E continua: “O ideal, de facto, seria que houvesse esse entendimento em relação ao número de jogos, que poderia passar por estabelecer um tecto, que permitisse que os atletas soubessem, no início da época, que vão jogar um número razoável de jogos que lhes permitisse não pôr em causa a sua saúde, quer física quer mental”.
Mas, afinal, a que sinais de alerta devemos estar atentos? “Tudo o que sejam alterações no comportamento normal da pessoa”, indica Ana Bispo Ramires. “O sono é um dos fatores de risco maior, ou seja, as pessoas não dormirem sete ou oito horas por noite de sono reparador. Posso não ver a consequência aqui, mas a consequência acontece-me lá à frente.”

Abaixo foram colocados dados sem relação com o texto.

PR #56, opened 2016-02-01
Moneytransfer

TheRittler:
Newsletter package adjustments will follow in a different branch


TheRittler:
what to do about this fileNotFoundException? Add the gmailLogin.properties to git? (what @kelunik didnt want to)

TheRittler:
ok, nvm

src/main/java/edu/kit/ipd/crowdcontrol/objectservice/database/operations/AbstractOperations.java
```diff
@@ -148,7 +148,7 @@ protected void assertHasField(MessageOrBuilder messageOrBuilder, int... fields)
      * @see #getNextRange(SelectWhereStep, Field, Table, Object, boolean, int, Comparator)
```
marcelhollerbach, line 161: I dont know how we proceed with shitespace changes here - but they are very very useless and annoying.

src/integration-test/java/edu/kit/ipd/crowdcontrol/objectservice/mail/MailHandlerTest.java
```diff
@@ -20,7 +20,7 @@
     protected String folder;
```
marcelhollerbach, line 20: why changing the mailhandler test in the moneytransfer pr ?

src/main/java/edu/kit/ipd/crowdcontrol/objectservice/moneytransfer/AmazonMailFormatChangedException.java
```diff
@@ -0,0 +1,12 @@
...
+/**
+ * An exception, that gets thrown, if the parser cannot parse the mails, because the mail format changed.
+ * @author Felix Rittler
+ */
+public class AmazonMailFormatChangedException extends Exception{
+
+    public AmazonMailFormatChangedException() {
+        super("The Parser cannot extract the giftcode from the mails, because the mail format changed. You need to adjust the parser to the new mail format.");
+    }
+}
```
marcelhollerbach: Well if I get a amazon giftcard why not just caching the html text and send them again to the worker ? without parsing out a giftcode ? as far as I can see the cards are having a fancy link where you click on - log into your amazon acc. - and you got more money. Why parsing such a mail?

src/main/resources/db.sql
```diff
@@ -684,4 +684,4 @@ BEGIN
 END$$
 
 
-DELIMITER ;
+DELIMITER ;
```
marcelhollerbach: eeer whitespace change ? I think @LeanderK doesnt like that ...

src/main/java/edu/kit/ipd/crowdcontrol/objectservice/database/operations/AbstractOperations.java
LeanderK, line 161: i also think they are a bit annoying

src/main/resources/db.sql
LeanderK: deleted the newline ;)

src/main/java/edu/kit/ipd/crowdcontrol/objectservice/moneytransfer/AmazonMailFormatChangedException.java
TheRittler: Because, when we get a mail, we cant see the value of the GiftCode. And we need to log which worker gets which giftcode.

src/integration-test/java/edu/kit/ipd/crowdcontrol/objectservice/mail/MailHandlerTest.java
TheRittler, line 20: oops, this wasnt what i wanted to do ;)

LeanderK:
we need somebody to review the pull-request! @marcelhollerbach @kelunik @phimonk @lucaskrauss

marcelhollerbach:
I am doing it,tomorrow :P

src/main/java/edu/kit/ipd/crowdcontrol/objectservice/moneytransfer/MailParser.java
```diff
@@ -0,0 +1,74 @@
...
+/**
+ * Describes a parser to extract amazon giftcodes from mails.
+ */
+public class MailParser {
+
+    protected static GiftCodeRecord parseAmazonGiftCode(Message msg) throws MessagingException, IOException, AmazonMailFormatChangedException{
+        //Extract Message
+        String message;
+        try {
+            Multipart parts = (Multipart) msg.getContent();
```
marcelhollerbach, line 37: does this really works ? isnt it a plain/text message?

src/main/java/edu/kit/ipd/crowdcontrol/objectservice/moneytransfer/MailParser.java
```diff
@@ -0,0 +1,74 @@
...
+            throw new AmazonMailFormatChangedException();
+        }
+        //Parse Message
+        String messageStr = message.replaceAll(" ","");
+
+        String codePatternStr = "[0-9A-Z]+(-[0-9A-Z]+)+";
+        Pattern codePattern = Pattern.compile(codePatternStr);
+        Matcher codeMatcher = codePattern.matcher(messageStr);
+
+        String amountPatternStr = "[0-9]+[,|.][0-9][0-9][€]";
```
marcelhollerbach: what if someone adds 10€ ? Is this usecase somewhere documented ?

src/main/java/edu/kit/ipd/crowdcontrol/objectservice/moneytransfer/MailParser.java
```diff
@@ -0,0 +1,74 @@
...
+        rec.setAmount(Integer.parseInt(amountStr));
+        rec.setCode(giftCode);
+
+        return rec;
+    }
+
+    private static boolean checkMatches(Matcher matcher) {
+        boolean match = true;
+
+        if (matcher.find()) {
```
marcelhollerbach, line 85: can you elaborate a bit more on how this function works ? or what it is doing ?

src/main/java/edu/kit/ipd/crowdcontrol/objectservice/moneytransfer/MoneyTransferManager.java
```diff
@@ -0,0 +1,172 @@
...
+        this.workerOperations = workerOperations;
+        this.workerBalanceOperations = workerBalanceOperations;
+        this.minGiftCodesCount = 10;
+        this.payOffThreshold = 0;
+        this.notificationMailAddress = notificationMailAddress;
+        this.notificationText = new StringBuilder();
+    }
+
+    /**
+     * Logs a new money transfer and saves it.
```
marcelhollerbach, line 99: What does Log mean here ? is it really just a log?

src/main/java/edu/kit/ipd/crowdcontrol/objectservice/moneytransfer/MoneyTransferManager.java
```diff
@@ -0,0 +1,172 @@
...
+     *
+     * @param workerID the id of the worker, who gets the money
+     * @param amount   the amount of money in ct
+     */
+    public void logMoneyTransfer(int workerID, int amount, int expID) {
+        workerBalanceOperations.addCredit(workerID, amount, expID);
+    }
+
+    /**
+     * Pays all workers depending on their logged money transfers.
```
marcelhollerbach: Okay looks like the entrys from above are getting payed here, maybe log is here a bit missleading, since most of the people will think of a Log like log-file where you just make a message and forget it.

src/main/java/edu/kit/ipd/crowdcontrol/objectservice/moneytransfer/MoneyTransferManager.java
```diff
@@ -0,0 +1,172 @@
...
+     */
+    public void payOff() {
+        fetchNewGiftCodes();
+
+        Result<WorkerRecord> workers = workerOperations.getWorkerWithCreditBalanceGreaterOrEqual(payOffThreshold);
+        Iterator<WorkerRecord> workerIt = workers.iterator();
+        List<GiftCodeRecord> giftCodes = workerBalanceOperations.getUnusedGiftCodes();
+
+        while (workerIt.hasNext()) {
```
marcelhollerbach: I think a Result is iteratorable, this means you can go by 

```
for (WorkerRecord workerRecord : workers) {
...
}
```

So you dont have to get a iterator AND have a while.

src/main/java/edu/kit/ipd/crowdcontrol/objectservice/moneytransfer/MoneyTransferManager.java
```diff
@@ -0,0 +1,172 @@
...
+    int minGiftCodesCount;
+    String notificationMailAddress;
+    StringBuilder notificationText;
+
+
+    public MoneyTransferManager(MailHandler mailHandler, WorkerBalanceOperations workerBalanceOperations, WorkerOperations workerOperations, String notificationMailAddress) throws MessagingException {
+        this.mailHandler = mailHandler;
+        this.workerOperations = workerOperations;
+        this.workerBalanceOperations = workerBalanceOperations;
+        this.minGiftCodesCount = 10;
```
marcelhollerbach: eeeeer I dont like that at all! maybe some dynamic cacluation ? lets say you have 10 times 1€, this is enough for a few weeks (under the assumation that only 10 workers with 1€ payload appear). What about calulation the number of outgoing codes from the last day + a few , and a minimum of 10 ? Or capture if a experiment is in creative stop, and if it is prepare to have enough money (optimistic caclulation since you dont know the bonuses)

src/main/java/edu/kit/ipd/crowdcontrol/objectservice/moneytransfer/MoneyTransferManager.java
```diff
@@ -0,0 +1,172 @@
...
+                } catch (MessagingException f) {
+                    f.printStackTrace();
+                }
+                notificationText.append("It seems, that amazon changed the format of the giftcode E-Mails. You need to adjust the parser to import giftcodes in future.");
+            }
+        }
+    }
+
+    private List<GiftCodeRecord> chooseGiftCodes(WorkerRecord worker, List<GiftCodeRecord> giftCodes) {
+        List<GiftCodeRecord> payedCodes = new LinkedList<>();
```
marcelhollerbach: @LeanderK advise - never use a linked one ...

src/main/java/edu/kit/ipd/crowdcontrol/objectservice/moneytransfer/MoneyTransferManager.java
```diff
@@ -0,0 +1,172 @@
...
+        int creditBalance = workerBalanceOperations.getBalance(worker.getIdWorker());
+        Iterator<GiftCodeRecord> giftCodesIt = giftCodes.iterator();
+
+        while (giftCodesIt.hasNext()) {
```
marcelhollerbach: A list is definitly interatable you dont need that, see the code snipped above.

src/main/java/edu/kit/ipd/crowdcontrol/objectservice/moneytransfer/MoneyTransferManager.java
```diff
@@ -0,0 +1,172 @@
...
+     * @param amount   the amount of money in ct
+     */
+    public void logMoneyTransfer(int workerID, int amount, int expID) {
+        workerBalanceOperations.addCredit(workerID, amount, expID);
+    }
+
+    /**
+     * Pays all workers depending on their logged money transfers.
+     */
+    public void payOff() {
```
marcelhollerbach: Where is this called?

src/main/java/edu/kit/ipd/crowdcontrol/objectservice/moneytransfer/MoneyTransferManager.java
```diff
@@ -0,0 +1,172 @@
...
+            while ((messageLine = reader.readLine()) != null) {
+                content.append(messageLine);
+                content.append(System.getProperty("line.separator"));
+            }
+        } catch (IOException e) {
+            e.printStackTrace();
+        }
+        return content;
+    }
+}
```
marcelhollerbach, line 362: A more general comment to this file, try to think if it is a good idea to print Stack Traces all over the place, or continue a Exception to a higher position in the Backtrace, so maybe the one who called payOff can handle what should happen next. And the output of the service is not that verbose when something fucked up

src/main/java/edu/kit/ipd/crowdcontrol/objectservice/moneytransfer/MoneyTransferManager.java
marcelhollerbach: And this should maybe be another name...

src/main/java/edu/kit/ipd/crowdcontrol/objectservice/moneytransfer/MailParser.java
TheRittler, line 37: no, it isnt. It is exactly a multipart message, that contains a multipart message, that contains a text/html part and a text/plain part (this is the part, which contains the giftcode, amount etc.)

src/main/java/edu/kit/ipd/crowdcontrol/objectservice/moneytransfer/MailParser.java
TheRittler: you can add all amounts of money between 1 and MAXINTEGER

src/main/java/edu/kit/ipd/crowdcontrol/objectservice/moneytransfer/MailParser.java
TheRittler, line 85: it checks that all expressions matching one of the regexes above in the mail have to be the same. So it cannot happen, that two strings, that seem to be a giftcode are in the mail. This would be an error.

src/main/java/edu/kit/ipd/crowdcontrol/objectservice/moneytransfer/MoneyTransferManager.java
TheRittler: prof boehm wanted to set this minimum amount on his own, so i will outsource this to a config file, when/if we have one

src/main/java/edu/kit/ipd/crowdcontrol/objectservice/moneytransfer/MailParser.java
marcelhollerbach, line 37: ok

src/main/java/edu/kit/ipd/crowdcontrol/objectservice/moneytransfer/MailParser.java
marcelhollerbach: yeah sorry, missed the +

src/main/java/edu/kit/ipd/crowdcontrol/objectservice/moneytransfer/MoneyTransferManager.java
TheRittler, line 99: it writes an outstanding balance to the db. You could use it as a synonym of record. The payment happens in the payOff() method

src/main/java/edu/kit/ipd/crowdcontrol/objectservice/moneytransfer/MailParser.java
marcelhollerbach, line 85: this was meant as "can you write that into the code". The more verbose you are with comments the easier it is for people who are reviewing

src/main/java/edu/kit/ipd/crowdcontrol/objectservice/moneytransfer/MoneyTransferManager.java
TheRittler: oh yeah, I forgot to change that

src/main/java/edu/kit/ipd/crowdcontrol/objectservice/moneytransfer/MoneyTransferManager.java
marcelhollerbach: 1. I think there is one
2. Sure he wanted to have that ? (I think we should discuss that in private)

src/main/java/edu/kit/ipd/crowdcontrol/objectservice/moneytransfer/MoneyTransferManager.java
TheRittler, line 362: the only thing, that can happen here is when the file is missing or unreadable, and this is a mistake of the serveradmin, because normally the file is there^^ So what to do?

src/main/java/edu/kit/ipd/crowdcontrol/objectservice/moneytransfer/MoneyTransferManager.java
TheRittler: why another name? 
Actually this is called nowhere, at the state of draft we discussed about a future object triggering off payOff()

src/main/java/edu/kit/ipd/crowdcontrol/objectservice/moneytransfer/MailParser.java
TheRittler, line 85: okay ;)

src/main/java/edu/kit/ipd/crowdcontrol/objectservice/moneytransfer/MoneyTransferManager.java
marcelhollerbach, line 362: I was talking about the complete file. What to do would be for example in payWorker, return that the payment failed, and write back that the worker did not get any money so the action ca be triggered again. Something like that increases the code quality - and makes reusing the code easier.

src/main/java/edu/kit/ipd/crowdcontrol/objectservice/moneytransfer/MoneyTransferManager.java
marcelhollerbach: well its a method which is doing payment of a bunch of workers - its way more than just "payOff"

Btw. at this function again return type void. What if this payOff would be called form a rest call - which has failed for the case of an exception - how would you recognize that there was a error?

src/main/java/edu/kit/ipd/crowdcontrol/objectservice/moneytransfer/MoneyTransferManager.java
marcelhollerbach, line 99: ok - as I said below, using log in this context is a bit dangerous.

src/main/java/edu/kit/ipd/crowdcontrol/objectservice/moneytransfer/MoneyTransferManager.java
LeanderK: yeah, they are only useful if you have extremely large lists and you are only adding/removing on head and tail. But then you should most likely use a queue.

src/main/java/edu/kit/ipd/crowdcontrol/objectservice/moneytransfer/MoneyTransferManager.java
TheRittler: how would you name it? payOffAllWorkers? I would say, the rest is is implementation detail
At the moment it is not called by a rest call.

marcelhollerbach: submitGiftCodes() would be better I guess.

Let me be a bit more precisely, this here is payment stuff - every error should be given back to the caller, so he knows what is happening why things are failing. Lets assume you want to pay a worker and one emails fails to send - for the caller of this function everything went fine - which is not true at all. More clear: stop just printing stacktraces all over the place, redirect exceptions, with detailed messages what exactly is happening. Maybe create a new one so you dont throw 5 different exceptions.

LeanderK:
i mean it's up to you, guys, but i would just close the pull request, resolve the issues and then reopen it. I think it's easier to understand where a discussion is going on and where deficits are. Also as an reviewer it's not that easy to notice when the issues are resolved. especially if there is a long discussion and many commits.

LeanderK:
especially if there is a long discussion and many commits.

src/main/java/edu/kit/ipd/crowdcontrol/objectservice/moneytransfer/MoneyTransferManager.java
```diff
@@ -0,0 +1,255 @@
...
+    private int payOffThreshold;
+    private int minGiftCodesCount;
+
+    private String notificationMailAddress;
+    private StringBuilder notificationText;
+
+    private ScheduledExecutorService scheduler = Executors.newScheduledThreadPool(1);
+    private ScheduledFuture<?> schedule = null;
+
+    private static final Logger LOGGER = LogManager.getRootLogger();
```
kelunik: Should be: `private static final Logger LOGGER = LogManager.getLogger(MoneyTransferManager.class);`

src/main/java/edu/kit/ipd/crowdcontrol/objectservice/moneytransfer/MailParser.java
```diff
@@ -0,0 +1,81 @@
...
+
+        GiftCodeRecord rec = new GiftCodeRecord();
+        rec.setAmount(Integer.parseInt(amountStr));
+        rec.setCode(giftCode);
+
+        return rec;
+    }
+
+
+    private static boolean checkMatches(Matcher matcher) {
```
marcelhollerbach, line 82: I think your are going to hate me now, but why not writing it as javadoc above the method like everywhere else? 
Just as comment.

src/main/java/edu/kit/ipd/crowdcontrol/objectservice/moneytransfer/MoneyTransferManager.java
```diff
@@ -0,0 +1,262 @@
...
+        } catch (UnsupportedEncodingException e) {
+            LOGGER.error(e);
+        }
+    }
+
+    private void sendErrorMessage(String errorMessage) {
+        StringBuilder message = new StringBuilder();
+        message.append("Dear administrator, ").append(System.getProperty("line.separator"));
+        message.append("it seems, that a critical error during payment occured:").append(System.getProperty("line.separator"));
+        message.append(errorMessage);
```
marcelhollerbach: Can you also move this message into a text file? So for example a translater could simply translate the message for the admin.

src/main/java/edu/kit/ipd/crowdcontrol/objectservice/moneytransfer/MoneyTransferManager.java
```diff
@@ -0,0 +1,262 @@
...
+            }
+        }
+    }
+
+    private void sendNotification() throws MoneyTransferException {
+        StringBuilder message = new StringBuilder();
+        message.append("Dear administrator, ").append(System.getProperty("line.separator"));
+        message.append("we want to give you the following information:").append(System.getProperty("line.separator"));
+        message.append(notificationText);
+
```
marcelhollerbach, line 294: Same as below

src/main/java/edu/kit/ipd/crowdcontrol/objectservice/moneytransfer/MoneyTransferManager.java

O sono é um dos principais pilares, garante a psicóloga, “ancorado com tudo o que seja doença psico-fisiológica e não é levado a sério em lado nenhum”. À lista junta as deficiências e problemas nos “padrões alimentares”.
Por sua vez, ainda sobre os sinais que podem destapar a ponta dos problemas, Jorge Silvério acrescenta: “As mudanças no comportamento ou no estado de humor, não aquelas mudanças que todos temos, em que temos dias em que estamos um bocadinho mais tristes ou mais incomodados com alguma coisa, mas que no dia a seguir já passou”, explica.
“Se estas mudanças de comportamento forem continuadas ao longo do tempo, é um sinal de alerta que nos deve pôr de sobreaviso e com atenção em relação àquilo que está a acontecer com essa pessoa e tentar ajudar da melhor forma que conseguirmos”, sensibiliza.